[Exercise material Boundary: Start]
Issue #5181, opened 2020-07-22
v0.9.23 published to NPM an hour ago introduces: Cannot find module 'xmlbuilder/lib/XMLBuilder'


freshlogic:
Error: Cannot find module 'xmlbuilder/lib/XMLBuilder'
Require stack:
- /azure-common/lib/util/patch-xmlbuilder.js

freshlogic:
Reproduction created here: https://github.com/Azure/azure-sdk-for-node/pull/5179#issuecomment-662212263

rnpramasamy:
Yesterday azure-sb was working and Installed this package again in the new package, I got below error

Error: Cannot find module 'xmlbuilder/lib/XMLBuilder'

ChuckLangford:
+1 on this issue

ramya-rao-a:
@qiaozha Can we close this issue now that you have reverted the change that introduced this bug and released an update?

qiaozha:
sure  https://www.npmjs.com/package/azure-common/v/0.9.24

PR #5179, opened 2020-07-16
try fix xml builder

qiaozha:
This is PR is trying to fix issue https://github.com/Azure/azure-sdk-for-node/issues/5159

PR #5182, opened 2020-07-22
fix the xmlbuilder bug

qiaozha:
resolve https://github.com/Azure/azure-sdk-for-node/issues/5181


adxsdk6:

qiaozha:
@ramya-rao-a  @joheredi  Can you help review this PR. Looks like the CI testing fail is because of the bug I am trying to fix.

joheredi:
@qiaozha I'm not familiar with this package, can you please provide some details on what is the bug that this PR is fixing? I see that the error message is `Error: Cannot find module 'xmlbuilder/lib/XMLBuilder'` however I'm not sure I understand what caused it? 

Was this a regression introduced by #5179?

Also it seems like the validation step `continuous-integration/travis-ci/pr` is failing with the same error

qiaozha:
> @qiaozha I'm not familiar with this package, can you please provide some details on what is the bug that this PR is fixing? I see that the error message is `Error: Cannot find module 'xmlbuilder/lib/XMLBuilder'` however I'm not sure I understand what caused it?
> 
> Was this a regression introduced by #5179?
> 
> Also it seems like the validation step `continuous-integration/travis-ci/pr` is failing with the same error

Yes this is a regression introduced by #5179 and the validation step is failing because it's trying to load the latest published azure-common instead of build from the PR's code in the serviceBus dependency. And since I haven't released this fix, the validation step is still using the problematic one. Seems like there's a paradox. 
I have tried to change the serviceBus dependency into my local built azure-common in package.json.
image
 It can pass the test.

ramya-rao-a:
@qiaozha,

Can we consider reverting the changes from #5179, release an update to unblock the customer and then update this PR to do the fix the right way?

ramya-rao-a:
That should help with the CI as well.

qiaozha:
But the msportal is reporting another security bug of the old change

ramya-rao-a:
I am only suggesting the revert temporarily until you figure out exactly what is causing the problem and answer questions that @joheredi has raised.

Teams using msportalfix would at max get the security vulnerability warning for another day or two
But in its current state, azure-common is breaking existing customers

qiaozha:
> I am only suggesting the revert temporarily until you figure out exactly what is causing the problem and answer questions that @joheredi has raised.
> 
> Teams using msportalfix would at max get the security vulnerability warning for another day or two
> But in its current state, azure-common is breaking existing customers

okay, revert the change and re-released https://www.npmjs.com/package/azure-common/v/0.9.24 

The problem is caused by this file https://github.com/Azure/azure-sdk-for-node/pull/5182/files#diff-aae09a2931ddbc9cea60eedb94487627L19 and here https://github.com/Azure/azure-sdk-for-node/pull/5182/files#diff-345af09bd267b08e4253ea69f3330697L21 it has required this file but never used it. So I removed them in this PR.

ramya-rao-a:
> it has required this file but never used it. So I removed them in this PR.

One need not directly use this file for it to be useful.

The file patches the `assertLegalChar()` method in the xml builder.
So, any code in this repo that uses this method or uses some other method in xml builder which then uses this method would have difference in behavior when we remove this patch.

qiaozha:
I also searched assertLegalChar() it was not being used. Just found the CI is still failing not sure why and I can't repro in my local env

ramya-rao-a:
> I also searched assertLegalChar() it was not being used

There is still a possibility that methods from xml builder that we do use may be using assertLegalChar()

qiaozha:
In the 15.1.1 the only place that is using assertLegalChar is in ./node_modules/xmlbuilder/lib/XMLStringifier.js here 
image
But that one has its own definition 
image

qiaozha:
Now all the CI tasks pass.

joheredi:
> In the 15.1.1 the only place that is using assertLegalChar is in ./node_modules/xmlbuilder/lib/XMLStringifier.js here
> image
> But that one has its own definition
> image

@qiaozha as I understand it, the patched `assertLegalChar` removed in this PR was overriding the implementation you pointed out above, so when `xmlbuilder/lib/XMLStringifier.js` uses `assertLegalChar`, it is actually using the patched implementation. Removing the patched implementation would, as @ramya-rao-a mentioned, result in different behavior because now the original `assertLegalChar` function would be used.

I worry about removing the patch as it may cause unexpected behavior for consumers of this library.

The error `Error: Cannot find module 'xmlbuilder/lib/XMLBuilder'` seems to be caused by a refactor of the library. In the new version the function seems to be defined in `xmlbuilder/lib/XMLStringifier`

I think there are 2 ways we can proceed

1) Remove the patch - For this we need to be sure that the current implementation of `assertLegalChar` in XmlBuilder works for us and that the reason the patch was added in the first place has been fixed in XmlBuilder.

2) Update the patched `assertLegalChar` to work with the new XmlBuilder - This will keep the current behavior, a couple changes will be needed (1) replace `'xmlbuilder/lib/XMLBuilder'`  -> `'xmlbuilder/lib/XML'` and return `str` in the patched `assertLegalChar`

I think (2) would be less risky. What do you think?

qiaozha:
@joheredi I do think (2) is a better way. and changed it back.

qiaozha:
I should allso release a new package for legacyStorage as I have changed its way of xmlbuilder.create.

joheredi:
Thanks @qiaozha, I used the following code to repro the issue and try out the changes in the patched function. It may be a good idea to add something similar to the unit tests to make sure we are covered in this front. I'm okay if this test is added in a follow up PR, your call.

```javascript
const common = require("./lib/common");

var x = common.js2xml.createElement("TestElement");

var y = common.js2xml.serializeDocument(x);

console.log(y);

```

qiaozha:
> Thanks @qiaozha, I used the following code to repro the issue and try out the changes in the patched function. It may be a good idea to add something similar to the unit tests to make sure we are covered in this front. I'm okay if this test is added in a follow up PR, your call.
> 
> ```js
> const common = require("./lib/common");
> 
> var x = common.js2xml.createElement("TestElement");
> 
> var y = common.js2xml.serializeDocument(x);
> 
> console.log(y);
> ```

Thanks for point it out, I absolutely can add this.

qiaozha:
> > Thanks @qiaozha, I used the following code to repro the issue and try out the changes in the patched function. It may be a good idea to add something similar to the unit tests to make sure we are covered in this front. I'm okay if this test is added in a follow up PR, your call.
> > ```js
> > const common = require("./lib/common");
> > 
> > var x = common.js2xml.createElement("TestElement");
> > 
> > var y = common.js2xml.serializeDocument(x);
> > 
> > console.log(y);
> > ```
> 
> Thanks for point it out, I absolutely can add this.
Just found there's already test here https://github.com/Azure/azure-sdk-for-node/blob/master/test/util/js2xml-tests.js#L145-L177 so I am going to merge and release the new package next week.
[Exercise material Boundary: End]
[Exercise material Boundary: Start]
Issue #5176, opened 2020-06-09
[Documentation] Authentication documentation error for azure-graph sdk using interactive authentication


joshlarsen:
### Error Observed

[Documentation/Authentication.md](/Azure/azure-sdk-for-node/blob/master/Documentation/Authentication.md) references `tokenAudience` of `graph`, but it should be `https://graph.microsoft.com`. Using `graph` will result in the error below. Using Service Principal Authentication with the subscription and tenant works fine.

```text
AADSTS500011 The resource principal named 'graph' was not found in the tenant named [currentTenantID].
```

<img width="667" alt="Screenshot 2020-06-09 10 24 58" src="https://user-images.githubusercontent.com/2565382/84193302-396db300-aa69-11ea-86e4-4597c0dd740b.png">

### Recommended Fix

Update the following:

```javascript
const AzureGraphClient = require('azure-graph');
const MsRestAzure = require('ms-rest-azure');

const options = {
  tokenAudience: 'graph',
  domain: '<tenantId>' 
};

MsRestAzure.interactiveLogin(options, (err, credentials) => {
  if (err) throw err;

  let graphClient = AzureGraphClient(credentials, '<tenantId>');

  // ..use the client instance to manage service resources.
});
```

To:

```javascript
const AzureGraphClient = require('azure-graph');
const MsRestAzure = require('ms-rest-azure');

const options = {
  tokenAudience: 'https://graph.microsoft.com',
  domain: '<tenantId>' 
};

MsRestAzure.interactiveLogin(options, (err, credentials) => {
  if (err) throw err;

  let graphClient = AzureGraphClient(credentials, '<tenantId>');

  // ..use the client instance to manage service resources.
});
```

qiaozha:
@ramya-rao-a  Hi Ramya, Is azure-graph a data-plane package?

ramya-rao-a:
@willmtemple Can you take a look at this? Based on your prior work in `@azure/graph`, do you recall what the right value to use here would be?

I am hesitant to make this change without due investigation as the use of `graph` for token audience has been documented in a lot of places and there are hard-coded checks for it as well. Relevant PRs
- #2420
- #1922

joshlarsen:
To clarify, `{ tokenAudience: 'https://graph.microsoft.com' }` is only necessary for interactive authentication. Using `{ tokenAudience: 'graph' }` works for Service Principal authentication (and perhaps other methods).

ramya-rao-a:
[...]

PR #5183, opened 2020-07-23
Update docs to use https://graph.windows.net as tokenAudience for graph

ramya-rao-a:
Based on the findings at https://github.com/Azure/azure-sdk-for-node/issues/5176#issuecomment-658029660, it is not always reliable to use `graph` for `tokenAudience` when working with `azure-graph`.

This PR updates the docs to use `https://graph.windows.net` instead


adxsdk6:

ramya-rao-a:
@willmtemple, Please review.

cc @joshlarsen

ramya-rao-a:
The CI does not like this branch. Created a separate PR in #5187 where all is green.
[Exercise material Boundary: End]
[Exercise material Boundary: Start]
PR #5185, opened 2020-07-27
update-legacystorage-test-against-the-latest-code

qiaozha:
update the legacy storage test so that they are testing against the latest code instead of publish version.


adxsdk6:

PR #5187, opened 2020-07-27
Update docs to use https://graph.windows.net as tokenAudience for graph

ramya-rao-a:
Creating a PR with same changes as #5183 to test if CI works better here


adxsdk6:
[Exercise material Boundary: End]
If a line in the records above contains "util", copy that line.

- /azure-common/lib/util/patch-xmlbuilder.js
Just found there's already test here https://github.com/Azure/azure-sdk-for-node/blob/master/test/util/js2xml-tests.js#L145-L177 so I am going to merge and release the new package next week.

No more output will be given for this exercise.